[[ Exercise data open ]]

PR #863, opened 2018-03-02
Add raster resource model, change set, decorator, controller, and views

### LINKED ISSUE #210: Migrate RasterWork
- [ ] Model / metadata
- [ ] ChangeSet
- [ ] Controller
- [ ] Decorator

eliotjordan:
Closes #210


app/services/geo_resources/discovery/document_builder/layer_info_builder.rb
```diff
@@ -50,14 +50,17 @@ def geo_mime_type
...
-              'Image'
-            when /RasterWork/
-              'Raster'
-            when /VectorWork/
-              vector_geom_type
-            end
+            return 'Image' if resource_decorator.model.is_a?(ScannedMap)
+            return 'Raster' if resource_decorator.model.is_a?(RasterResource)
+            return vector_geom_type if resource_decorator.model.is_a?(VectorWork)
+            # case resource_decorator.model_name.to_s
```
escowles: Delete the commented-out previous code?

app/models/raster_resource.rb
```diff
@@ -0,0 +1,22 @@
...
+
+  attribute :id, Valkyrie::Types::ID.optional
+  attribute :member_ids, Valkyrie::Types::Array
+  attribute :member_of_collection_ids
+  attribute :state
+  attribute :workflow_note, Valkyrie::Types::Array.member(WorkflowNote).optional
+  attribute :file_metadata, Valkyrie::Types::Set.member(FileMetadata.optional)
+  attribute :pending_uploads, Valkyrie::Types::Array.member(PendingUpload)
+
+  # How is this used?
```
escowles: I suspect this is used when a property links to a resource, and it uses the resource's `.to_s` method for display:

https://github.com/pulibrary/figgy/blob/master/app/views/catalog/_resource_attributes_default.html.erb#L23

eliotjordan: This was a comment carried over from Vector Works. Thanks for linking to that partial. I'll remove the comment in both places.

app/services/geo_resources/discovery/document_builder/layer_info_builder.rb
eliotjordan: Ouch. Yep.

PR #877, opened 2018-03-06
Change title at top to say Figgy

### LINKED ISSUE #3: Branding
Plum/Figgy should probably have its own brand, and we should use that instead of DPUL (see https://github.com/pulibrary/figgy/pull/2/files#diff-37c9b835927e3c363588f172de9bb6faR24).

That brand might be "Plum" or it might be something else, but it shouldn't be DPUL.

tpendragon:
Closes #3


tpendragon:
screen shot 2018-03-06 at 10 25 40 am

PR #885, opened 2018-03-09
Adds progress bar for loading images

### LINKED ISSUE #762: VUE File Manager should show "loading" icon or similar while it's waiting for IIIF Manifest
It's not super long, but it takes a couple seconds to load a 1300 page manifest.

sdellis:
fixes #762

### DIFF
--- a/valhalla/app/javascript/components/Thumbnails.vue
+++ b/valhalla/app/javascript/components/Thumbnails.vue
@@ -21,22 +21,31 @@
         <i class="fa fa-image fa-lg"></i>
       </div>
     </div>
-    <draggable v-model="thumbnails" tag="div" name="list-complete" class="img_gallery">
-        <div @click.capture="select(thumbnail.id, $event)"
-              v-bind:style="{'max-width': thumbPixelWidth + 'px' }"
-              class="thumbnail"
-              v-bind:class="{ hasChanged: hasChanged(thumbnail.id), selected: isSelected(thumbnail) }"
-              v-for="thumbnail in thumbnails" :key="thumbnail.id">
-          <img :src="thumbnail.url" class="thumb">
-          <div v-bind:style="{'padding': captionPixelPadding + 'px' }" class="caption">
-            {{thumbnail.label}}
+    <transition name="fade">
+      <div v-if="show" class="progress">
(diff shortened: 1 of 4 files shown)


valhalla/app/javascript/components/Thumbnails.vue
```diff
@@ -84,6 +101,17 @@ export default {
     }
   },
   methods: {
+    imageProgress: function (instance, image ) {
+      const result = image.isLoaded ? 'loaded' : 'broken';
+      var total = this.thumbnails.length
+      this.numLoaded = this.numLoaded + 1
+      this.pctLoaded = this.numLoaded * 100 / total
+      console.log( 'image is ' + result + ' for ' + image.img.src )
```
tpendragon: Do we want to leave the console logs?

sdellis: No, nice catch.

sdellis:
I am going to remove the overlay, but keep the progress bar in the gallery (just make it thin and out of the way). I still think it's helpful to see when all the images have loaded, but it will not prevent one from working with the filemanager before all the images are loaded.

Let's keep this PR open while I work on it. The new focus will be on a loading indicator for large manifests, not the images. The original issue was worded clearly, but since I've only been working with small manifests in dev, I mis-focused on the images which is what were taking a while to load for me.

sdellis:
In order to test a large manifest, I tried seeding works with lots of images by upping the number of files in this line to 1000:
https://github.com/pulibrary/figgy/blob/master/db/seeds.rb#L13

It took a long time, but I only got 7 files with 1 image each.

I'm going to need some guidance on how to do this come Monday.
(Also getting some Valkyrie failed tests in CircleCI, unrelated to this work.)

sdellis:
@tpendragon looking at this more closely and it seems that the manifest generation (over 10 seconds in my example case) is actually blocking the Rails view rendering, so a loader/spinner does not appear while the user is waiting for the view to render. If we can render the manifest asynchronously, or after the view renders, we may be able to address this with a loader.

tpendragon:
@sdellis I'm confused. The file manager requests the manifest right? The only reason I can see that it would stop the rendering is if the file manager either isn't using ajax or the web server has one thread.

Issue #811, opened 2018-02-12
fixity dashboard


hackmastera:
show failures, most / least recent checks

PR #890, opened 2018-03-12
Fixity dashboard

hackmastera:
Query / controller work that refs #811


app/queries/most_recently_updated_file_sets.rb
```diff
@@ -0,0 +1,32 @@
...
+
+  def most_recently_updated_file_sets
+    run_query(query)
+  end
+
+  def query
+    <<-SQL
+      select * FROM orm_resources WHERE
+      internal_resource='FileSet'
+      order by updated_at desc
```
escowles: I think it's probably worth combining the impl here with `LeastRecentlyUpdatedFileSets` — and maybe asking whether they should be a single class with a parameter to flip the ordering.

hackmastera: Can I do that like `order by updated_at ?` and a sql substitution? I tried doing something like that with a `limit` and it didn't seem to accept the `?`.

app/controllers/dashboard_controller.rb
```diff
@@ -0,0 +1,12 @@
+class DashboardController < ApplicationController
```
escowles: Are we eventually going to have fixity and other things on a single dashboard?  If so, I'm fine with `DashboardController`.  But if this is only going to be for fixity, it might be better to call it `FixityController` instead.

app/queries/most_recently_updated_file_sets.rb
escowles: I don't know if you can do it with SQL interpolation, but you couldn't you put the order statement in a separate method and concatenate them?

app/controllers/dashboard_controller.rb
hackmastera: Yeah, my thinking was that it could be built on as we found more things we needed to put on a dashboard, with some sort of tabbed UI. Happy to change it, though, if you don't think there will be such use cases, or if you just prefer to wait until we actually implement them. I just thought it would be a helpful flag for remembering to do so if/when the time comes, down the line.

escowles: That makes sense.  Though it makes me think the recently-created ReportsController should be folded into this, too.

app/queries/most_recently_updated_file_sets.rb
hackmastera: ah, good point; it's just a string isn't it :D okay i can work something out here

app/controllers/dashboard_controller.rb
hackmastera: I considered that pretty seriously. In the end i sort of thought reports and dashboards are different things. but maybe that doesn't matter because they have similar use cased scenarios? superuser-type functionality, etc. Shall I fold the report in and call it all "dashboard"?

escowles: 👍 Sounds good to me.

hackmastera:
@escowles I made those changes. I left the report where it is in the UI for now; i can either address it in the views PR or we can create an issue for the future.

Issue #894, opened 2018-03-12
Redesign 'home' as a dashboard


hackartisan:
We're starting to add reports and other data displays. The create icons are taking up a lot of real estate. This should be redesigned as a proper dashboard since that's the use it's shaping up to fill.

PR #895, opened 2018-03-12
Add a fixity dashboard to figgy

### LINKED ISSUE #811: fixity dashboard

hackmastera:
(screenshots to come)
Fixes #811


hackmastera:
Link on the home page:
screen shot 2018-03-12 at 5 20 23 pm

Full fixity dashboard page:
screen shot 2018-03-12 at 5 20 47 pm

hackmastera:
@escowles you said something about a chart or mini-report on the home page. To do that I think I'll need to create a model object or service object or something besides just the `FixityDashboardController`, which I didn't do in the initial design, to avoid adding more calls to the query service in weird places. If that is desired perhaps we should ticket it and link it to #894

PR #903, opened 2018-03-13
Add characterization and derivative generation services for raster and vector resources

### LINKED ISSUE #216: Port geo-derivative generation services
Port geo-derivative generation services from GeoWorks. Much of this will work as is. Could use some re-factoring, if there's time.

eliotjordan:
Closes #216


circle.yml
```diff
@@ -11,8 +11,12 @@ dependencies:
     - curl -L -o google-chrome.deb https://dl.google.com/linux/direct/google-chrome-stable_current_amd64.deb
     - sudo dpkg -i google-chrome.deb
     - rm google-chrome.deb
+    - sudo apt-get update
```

[[ Exercise data closed ]]
[[ Exercise data open ]]

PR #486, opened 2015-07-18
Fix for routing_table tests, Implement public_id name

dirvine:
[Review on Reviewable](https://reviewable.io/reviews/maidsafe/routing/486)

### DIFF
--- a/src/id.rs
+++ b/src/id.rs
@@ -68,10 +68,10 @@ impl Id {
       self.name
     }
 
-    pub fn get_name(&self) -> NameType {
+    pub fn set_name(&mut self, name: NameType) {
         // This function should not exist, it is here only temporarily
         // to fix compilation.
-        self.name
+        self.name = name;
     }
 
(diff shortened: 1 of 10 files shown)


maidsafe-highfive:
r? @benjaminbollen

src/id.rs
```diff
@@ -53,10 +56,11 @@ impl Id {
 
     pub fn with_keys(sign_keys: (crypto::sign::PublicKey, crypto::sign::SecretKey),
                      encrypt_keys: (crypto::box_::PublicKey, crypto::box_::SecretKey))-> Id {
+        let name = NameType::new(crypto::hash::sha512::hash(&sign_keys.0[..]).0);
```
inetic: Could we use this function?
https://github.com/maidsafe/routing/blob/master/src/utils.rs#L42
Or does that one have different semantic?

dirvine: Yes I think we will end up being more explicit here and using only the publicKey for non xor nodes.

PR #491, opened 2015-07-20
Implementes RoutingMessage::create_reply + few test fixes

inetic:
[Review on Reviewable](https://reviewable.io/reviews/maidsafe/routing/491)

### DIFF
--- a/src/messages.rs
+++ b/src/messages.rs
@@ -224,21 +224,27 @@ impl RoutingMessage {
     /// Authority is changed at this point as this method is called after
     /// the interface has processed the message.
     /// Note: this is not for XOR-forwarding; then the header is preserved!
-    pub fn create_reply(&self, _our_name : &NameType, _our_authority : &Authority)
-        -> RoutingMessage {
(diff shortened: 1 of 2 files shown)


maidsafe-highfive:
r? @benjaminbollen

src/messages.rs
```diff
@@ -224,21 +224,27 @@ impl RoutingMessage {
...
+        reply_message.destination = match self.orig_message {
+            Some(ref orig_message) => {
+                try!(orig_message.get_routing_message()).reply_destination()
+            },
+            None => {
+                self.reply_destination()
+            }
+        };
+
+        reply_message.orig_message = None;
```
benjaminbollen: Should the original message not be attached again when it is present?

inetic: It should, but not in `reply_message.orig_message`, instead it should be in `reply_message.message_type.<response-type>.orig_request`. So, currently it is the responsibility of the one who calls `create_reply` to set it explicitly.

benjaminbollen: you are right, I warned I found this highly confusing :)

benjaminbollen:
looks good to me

[[ Exercise data closed ]]
[[ Exercise data open ]]

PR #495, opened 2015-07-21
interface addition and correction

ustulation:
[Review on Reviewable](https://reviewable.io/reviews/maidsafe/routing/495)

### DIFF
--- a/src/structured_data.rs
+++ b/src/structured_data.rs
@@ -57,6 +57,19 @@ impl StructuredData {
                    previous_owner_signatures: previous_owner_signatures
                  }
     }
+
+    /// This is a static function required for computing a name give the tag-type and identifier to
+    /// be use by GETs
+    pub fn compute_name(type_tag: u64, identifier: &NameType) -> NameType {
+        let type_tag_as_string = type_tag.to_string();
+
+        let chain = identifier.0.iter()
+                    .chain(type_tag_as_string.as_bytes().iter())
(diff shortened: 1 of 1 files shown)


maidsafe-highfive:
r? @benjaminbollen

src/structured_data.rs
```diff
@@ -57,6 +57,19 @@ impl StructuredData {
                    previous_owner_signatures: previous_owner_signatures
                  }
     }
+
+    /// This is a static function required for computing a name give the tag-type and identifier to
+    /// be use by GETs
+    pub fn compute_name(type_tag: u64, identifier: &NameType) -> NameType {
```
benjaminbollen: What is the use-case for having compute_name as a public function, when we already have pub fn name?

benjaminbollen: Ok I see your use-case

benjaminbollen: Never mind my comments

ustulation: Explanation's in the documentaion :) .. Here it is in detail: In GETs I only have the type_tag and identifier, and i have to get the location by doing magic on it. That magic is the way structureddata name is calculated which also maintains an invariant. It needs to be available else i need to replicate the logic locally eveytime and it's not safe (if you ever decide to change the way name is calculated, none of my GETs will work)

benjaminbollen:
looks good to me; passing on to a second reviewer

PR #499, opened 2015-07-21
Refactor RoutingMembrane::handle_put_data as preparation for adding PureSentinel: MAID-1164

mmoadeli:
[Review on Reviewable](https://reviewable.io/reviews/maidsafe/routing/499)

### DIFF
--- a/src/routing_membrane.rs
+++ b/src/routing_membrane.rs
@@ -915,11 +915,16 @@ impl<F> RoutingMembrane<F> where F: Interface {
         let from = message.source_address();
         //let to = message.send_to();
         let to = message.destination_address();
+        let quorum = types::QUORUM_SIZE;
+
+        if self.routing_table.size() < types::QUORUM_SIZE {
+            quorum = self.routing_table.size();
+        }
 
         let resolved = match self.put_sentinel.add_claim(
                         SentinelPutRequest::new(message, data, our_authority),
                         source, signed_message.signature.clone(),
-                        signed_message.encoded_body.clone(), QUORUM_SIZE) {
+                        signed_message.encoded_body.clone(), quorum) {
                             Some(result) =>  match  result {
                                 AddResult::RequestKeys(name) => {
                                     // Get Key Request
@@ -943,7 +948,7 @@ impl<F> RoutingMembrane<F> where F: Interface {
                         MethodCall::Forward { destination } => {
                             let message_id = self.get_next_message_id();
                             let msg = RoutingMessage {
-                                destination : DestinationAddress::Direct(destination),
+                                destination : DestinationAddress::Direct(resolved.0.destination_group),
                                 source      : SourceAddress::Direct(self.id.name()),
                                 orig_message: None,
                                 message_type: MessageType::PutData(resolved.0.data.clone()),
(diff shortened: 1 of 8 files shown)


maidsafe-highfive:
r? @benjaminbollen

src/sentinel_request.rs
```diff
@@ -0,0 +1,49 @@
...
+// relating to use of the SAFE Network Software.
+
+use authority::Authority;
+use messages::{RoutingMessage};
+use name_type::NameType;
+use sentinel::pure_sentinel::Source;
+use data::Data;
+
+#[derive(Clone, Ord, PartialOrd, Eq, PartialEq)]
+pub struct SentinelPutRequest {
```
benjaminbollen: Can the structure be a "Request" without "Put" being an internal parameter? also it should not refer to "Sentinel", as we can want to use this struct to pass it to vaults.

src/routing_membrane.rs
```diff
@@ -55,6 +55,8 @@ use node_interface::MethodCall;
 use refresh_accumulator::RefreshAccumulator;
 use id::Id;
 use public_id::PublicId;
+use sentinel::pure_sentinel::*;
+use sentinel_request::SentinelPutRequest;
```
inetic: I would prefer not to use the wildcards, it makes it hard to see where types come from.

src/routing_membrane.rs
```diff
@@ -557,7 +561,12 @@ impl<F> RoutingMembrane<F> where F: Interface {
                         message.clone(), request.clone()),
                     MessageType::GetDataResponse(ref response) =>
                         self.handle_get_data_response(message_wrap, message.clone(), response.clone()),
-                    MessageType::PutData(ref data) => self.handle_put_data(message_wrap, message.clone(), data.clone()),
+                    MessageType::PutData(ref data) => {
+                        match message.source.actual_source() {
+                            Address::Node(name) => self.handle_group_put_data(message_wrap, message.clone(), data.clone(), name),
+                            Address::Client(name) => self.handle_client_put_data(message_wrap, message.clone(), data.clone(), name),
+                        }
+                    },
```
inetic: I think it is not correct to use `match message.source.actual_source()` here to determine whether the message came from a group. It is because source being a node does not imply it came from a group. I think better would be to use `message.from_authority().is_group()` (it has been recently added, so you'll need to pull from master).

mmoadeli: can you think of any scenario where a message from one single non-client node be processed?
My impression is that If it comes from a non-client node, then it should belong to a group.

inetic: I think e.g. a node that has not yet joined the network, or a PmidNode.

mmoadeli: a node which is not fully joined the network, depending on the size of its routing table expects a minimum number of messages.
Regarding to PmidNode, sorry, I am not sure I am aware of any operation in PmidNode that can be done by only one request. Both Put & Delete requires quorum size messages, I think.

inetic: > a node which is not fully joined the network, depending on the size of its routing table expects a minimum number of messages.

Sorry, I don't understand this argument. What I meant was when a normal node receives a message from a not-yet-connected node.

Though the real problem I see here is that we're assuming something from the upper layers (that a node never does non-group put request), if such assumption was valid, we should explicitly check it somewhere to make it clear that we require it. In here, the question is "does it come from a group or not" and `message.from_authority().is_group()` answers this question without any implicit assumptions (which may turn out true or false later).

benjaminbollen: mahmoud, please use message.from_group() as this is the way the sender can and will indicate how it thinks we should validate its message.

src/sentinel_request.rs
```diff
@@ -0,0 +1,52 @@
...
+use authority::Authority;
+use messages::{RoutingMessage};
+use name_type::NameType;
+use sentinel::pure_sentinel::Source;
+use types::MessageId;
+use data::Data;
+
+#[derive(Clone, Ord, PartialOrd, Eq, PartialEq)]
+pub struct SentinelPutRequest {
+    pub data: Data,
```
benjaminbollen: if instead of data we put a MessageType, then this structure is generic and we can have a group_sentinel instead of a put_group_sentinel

[[ Exercise data closed ]]

### Exercise details
From the data above, return every line from the line that has "Plum/Figgy should probably" up to and including the line that has "Adds progress bar for loading images", exactly.

### Solved problem
Plum/Figgy should probably have its own brand, and we should use that instead of DPUL (see https://github.com/pulibrary/figgy/pull/2/files#diff-37c9b835927e3c363588f172de9bb6faR24).

That brand might be "Plum" or it might be something else, but it shouldn't be DPUL.

tpendragon:
Closes #3


tpendragon:
screen shot 2018-03-06 at 10 25 40 am

PR #885, opened 2018-03-09
Adds progress bar for loading images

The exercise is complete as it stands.